» WHAT THE EXERCISE ASKS: The answer should consist of each line from the data below that includes "which".

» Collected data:
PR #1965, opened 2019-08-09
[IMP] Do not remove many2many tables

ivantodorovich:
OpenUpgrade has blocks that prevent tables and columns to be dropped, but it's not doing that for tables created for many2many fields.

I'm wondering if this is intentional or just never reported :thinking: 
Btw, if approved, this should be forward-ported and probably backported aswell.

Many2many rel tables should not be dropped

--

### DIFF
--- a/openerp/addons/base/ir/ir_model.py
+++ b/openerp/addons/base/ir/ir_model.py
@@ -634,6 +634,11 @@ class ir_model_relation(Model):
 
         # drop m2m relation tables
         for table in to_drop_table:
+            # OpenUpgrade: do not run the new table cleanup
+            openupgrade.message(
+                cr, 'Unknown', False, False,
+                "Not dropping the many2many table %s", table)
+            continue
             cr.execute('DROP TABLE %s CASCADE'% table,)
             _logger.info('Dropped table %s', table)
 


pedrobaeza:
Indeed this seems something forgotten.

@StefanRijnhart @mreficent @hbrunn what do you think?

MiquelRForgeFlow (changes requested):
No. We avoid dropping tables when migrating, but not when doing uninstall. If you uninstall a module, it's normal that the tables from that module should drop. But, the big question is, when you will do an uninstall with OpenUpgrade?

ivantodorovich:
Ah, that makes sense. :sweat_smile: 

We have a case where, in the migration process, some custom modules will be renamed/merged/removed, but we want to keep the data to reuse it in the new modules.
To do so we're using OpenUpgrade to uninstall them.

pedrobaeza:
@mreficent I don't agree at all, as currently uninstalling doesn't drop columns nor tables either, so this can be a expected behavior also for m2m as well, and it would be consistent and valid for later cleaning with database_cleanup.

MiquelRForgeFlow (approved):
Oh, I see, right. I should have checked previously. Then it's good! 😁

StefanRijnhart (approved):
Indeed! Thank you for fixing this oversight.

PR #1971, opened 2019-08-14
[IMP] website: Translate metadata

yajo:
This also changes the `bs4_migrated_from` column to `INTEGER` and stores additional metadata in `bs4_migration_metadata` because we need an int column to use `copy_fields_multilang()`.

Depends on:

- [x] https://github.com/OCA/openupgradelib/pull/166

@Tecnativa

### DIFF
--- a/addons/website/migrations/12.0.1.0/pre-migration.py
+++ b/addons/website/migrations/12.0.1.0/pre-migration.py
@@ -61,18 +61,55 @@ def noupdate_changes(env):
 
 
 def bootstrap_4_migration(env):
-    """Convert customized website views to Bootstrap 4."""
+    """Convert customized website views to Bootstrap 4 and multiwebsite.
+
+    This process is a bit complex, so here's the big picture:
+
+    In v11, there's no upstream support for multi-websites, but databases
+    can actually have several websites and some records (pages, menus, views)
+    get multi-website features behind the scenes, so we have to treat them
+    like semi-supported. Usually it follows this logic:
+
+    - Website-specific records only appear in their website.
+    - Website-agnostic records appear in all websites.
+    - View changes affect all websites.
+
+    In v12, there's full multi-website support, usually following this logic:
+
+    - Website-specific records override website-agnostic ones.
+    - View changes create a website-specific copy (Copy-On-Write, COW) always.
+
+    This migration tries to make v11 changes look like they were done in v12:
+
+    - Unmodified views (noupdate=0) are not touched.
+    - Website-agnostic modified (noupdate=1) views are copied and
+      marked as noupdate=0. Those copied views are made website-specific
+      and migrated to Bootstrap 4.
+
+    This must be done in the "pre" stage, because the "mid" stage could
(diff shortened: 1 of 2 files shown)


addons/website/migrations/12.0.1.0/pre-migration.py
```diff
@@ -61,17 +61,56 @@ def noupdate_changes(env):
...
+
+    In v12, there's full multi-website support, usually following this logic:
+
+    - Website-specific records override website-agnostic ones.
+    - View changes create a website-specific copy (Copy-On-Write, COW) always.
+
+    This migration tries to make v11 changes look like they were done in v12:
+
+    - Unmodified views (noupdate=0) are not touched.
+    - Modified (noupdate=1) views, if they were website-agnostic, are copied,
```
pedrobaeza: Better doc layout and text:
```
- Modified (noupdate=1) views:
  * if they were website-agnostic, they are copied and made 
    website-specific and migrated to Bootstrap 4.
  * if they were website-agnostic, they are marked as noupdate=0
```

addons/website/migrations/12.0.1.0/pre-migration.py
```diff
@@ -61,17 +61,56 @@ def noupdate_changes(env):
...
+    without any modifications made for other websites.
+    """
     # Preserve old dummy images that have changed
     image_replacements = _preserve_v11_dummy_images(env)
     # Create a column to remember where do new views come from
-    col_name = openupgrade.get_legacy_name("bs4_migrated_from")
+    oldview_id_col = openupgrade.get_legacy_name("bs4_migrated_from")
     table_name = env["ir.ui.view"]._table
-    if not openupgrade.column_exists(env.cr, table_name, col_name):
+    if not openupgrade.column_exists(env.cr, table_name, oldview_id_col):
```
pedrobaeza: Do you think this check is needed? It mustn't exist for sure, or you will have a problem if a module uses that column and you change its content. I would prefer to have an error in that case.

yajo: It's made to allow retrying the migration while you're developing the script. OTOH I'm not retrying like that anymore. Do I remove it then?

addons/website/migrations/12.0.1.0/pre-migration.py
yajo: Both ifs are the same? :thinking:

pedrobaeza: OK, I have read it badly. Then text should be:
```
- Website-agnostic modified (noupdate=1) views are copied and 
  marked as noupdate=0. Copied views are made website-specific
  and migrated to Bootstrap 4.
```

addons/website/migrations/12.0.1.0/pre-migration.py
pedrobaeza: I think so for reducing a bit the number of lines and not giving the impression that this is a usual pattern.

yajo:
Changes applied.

--

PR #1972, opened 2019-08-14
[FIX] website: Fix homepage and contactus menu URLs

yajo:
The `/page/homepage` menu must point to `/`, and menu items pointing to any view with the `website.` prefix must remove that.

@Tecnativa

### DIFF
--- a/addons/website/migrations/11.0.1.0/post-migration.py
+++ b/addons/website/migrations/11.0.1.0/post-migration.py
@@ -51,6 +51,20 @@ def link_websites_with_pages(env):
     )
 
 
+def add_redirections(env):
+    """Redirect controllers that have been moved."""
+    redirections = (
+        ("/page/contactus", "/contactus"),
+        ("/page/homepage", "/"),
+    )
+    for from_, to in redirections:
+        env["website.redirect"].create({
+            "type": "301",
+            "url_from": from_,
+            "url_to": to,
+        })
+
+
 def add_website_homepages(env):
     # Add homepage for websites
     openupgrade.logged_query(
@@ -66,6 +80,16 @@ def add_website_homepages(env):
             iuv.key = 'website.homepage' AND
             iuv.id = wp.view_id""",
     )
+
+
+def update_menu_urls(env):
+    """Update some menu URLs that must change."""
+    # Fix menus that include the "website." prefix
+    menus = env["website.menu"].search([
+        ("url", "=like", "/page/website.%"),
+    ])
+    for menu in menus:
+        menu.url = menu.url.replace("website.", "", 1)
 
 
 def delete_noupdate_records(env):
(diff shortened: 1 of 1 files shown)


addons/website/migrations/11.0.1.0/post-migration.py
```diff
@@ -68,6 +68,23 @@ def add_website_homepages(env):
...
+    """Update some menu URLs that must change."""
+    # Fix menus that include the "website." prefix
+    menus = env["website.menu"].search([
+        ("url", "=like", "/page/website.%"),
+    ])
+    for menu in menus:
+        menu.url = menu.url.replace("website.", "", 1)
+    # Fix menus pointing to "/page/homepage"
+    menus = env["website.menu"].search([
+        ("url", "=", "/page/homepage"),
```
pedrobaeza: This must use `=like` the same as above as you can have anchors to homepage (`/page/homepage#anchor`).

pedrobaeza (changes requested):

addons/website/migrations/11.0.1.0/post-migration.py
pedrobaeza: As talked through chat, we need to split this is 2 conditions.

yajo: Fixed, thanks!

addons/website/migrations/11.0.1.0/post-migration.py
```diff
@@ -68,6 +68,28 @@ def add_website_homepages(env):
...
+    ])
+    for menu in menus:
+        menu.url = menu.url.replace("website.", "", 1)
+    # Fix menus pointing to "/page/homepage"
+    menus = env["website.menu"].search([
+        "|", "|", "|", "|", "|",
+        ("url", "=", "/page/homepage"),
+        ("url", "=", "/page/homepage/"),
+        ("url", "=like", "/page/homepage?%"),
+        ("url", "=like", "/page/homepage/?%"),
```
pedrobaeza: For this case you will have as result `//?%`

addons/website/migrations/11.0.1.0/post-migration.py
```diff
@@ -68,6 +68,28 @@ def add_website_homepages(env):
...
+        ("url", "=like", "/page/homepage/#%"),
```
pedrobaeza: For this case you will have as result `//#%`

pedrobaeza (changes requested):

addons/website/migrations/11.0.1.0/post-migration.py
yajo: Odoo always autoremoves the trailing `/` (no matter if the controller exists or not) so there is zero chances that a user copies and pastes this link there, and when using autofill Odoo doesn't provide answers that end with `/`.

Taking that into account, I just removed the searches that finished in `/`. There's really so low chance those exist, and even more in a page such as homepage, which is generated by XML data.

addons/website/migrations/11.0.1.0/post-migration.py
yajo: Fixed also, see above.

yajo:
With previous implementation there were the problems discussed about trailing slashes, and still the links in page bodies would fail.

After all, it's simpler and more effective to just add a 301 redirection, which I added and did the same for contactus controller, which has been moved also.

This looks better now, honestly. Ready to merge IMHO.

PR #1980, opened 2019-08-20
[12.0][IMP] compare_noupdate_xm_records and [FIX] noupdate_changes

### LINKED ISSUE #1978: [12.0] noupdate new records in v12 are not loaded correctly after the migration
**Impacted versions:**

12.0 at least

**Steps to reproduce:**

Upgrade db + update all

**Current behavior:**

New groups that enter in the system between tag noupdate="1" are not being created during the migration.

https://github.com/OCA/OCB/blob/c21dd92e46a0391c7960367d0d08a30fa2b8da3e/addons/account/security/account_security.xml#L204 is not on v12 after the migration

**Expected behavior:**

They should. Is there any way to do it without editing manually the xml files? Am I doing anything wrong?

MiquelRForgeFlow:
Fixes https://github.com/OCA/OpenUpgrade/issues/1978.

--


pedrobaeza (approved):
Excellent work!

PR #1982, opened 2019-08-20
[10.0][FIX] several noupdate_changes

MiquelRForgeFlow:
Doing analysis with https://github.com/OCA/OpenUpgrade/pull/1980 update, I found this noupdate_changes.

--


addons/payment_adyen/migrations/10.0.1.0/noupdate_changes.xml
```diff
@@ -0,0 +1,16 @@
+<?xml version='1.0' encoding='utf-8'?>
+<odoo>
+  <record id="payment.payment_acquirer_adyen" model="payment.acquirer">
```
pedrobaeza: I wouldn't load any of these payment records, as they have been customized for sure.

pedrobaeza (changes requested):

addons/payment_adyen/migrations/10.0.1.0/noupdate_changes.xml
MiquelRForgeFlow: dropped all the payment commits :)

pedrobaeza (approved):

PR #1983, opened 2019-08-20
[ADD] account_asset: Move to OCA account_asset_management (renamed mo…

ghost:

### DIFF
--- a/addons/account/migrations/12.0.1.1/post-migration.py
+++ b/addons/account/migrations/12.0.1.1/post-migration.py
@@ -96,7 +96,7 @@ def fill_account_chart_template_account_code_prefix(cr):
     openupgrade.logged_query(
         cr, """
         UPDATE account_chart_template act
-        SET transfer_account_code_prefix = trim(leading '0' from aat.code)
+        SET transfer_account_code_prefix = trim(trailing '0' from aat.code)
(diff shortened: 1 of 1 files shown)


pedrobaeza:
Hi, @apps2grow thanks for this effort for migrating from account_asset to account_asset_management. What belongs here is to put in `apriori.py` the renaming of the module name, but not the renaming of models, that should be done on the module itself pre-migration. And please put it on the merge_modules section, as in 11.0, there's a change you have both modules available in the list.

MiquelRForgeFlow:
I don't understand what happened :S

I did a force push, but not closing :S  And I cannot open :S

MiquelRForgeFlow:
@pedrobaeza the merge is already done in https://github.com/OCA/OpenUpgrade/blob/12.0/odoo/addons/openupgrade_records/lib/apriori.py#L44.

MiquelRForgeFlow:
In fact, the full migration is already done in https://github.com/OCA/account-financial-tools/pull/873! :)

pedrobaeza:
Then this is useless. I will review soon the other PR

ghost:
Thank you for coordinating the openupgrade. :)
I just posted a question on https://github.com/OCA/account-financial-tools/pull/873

» RESPONSE AREA:
Taking that into account, I just removed the searches that finished in `/`. There's really so low chance those exist, and even more in a page such as homepage, which is generated by XML data.
After all, it's simpler and more effective to just add a 301 redirection, which I added and did the same for contactus controller, which has been moved also.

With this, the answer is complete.